Gas project gets US$6bn boost

With the MoU, the project with a total production capacity of 22 million tonnes per year will make Nigeria one of the largest exporters of LNG when the project comes on stream in 2011.

Group managing director of Nigerian National Petroleum Corporation (NNPC) and chairman of OKLNG Mr Funsho Kupolokun broke his leave of absence to sign on behalf of the sponsors of the project, NNPC, which owns 49,5 percent equity; Chevron OKLNG Holdings Limited. (18,5 percent); Shell Gas & Power Developments BV (18,5 percent); and BG International Limited. (13,5 percent).

Governor Olusegun Agagu of Ondo State signed for the host communities, Ogun and Ondo states.

Other stakeholders ‘ Olokola (OK) Free Trade Zone Company Limited and the Nigerian Export Processing Zones Authority ‘ were also represented.

Kupolokun explained that the signing was important for the project because it would enable them move forward with it within the FTZ.
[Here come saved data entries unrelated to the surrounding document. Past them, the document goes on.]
PR #7310, opened 2024-10-06
Fusion: misc logic tweaks

Miepee:
Went through a few generation logs and adjusted things based on what I was seeing.

### DIFF
--- a/randovania/games/fusion/logic_database/Main Deck.txt
+++ b/randovania/games/fusion/logic_database/Main Deck.txt
@@ -1080,12 +1080,14 @@ Extra - room_id: [38]
   * Extra - blockx: 53
   * Extra - blocky: 10
   > Beside Door
-      Trivial
+      Wall Jump (Beginner) or Enabled Generator Workaround
 
 > Door to Crew Quarters East; Heals? False
   * Layers: default
   * L0 Hatch to Crew Quarters East/Door to Arachnus Arena
   * Extra - door_idx: (88,)
+  > Arena
+      Enabled Generator Workaround
   > Beside Door
       Trivial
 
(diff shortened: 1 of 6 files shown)


randovania/games/fusion/logic_database/Sector 4 AQA.txt
```diff
@@ -332,7 +332,7 @@ Extra - room_id: [6]
               Any of the following:
                   After Sector 4 Water Level Lowered
                   # TODO: damage values
```
JeffGainsNGames, line 334: remove todo

randovania/games/fusion/logic_database/Main Deck.txt
```diff
@@ -1109,7 +1111,9 @@ Extra - room_id: [38]
   * Open Passage to The Attic/Other to Arachnus Arena
   * Extra - door_idx: (200,)
   > Beside Door
-      Missiles
```
JeffGainsNGames, line 1112: can you briefly explain what this is all doing for my awareness.

Miepee: Going to arachnus: makes this not a double unsafe action (first generic node you loose access to the door, going down makes you loose access to the generic node). it boosts arachnnus' weight from ~0.3 to1.2 or something
e + attic to generic node: nothing really. just makes it clear that the reason these are currently trivial and not WJ beginner is because of the generator seeing these as unsafe actions otherwise.

randovania/games/fusion/logic_database/Sector 4 AQA.txt
Miepee: removed

JeffGainsNGames (approved):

“This is essential for the project because it provides a fiscal and regulatory framework as well as support facilities and services that will enable the project to be developed and implemented smoothly,” he said.

He explained that the project was part of a national policy of aggressively developing and monetising Nigeria’s abundant natural gas reserves, and to have a portfolio of natural gas and light sweet crude oil exports for a world demanding cleaner burning, low CO2 emission fuels, because of environmental pollution and global warming.

OKLNG is to combine forces with Brass LNG, Bonny LNG, which is already operational, and the Ecravos Gas-to-Liquids (EGTL) project to achieve these objectives, the NNPC chief stated.

According to Kupolokun, the agreement is a key expression of confidence in Nigeria as a place to do business.

“By 2012, when all the four OKLNG trains would be on stream,” he added, “Nigeria’s gas exports from all the LNG projects, the EGTL as well as the West African Gas, Pipeline (WAGP) project will exceed two million barrels of oil dayly.

“Nigeria needs a massive increase in its electricity generating capacity in order to meet the current shortfall in supply and to satisfy the future needs of a society striving to achieve a high GDP growth rate.

In view of this we are structuring all our upstream gas development programmes to cater for our domestic requirements, including the provision of gas for the new gas-fired power plants that will provide the additional electricity generation capacity that the country needs.

Gas supply to OKLNG and all our other existing and planned gas exports will fit into our overall gas development strategy of satisfying our domestic needs in a cost-effective manner.”

According the project manager, Funmi Coker, with the signing of the agreement, the next step would be to register the OKLNG Free Trade Zone Enterprise and commence construction of the project’s pioneer facilities immediately.

“We have achieved a great deal,” he remarked, “but the task ahead remains immense.

“We have to implement a complex, multi-billion-dollar LNG and natural gas liquids project and function in a desperately deprived area with no roads, no electricity and no pipe borne water.”

Studies for the development of the project began in 2005 following the signing of collaboration MoU among the sponsors.

The design of the OKLNG complex is for four LNG trains of 5,5 million tonnes yearly each and will produce substantial quantities of natural gas liquids as a by-product.

All the technical work on the project is billed for completion by the end of this year.

The governors of Ogun and Ondo States, Otunba Gbenga Daniels and Olusegun Agagu assured that they have put measures in place to ensure that peace reigns in the host communities. ‘ This Day.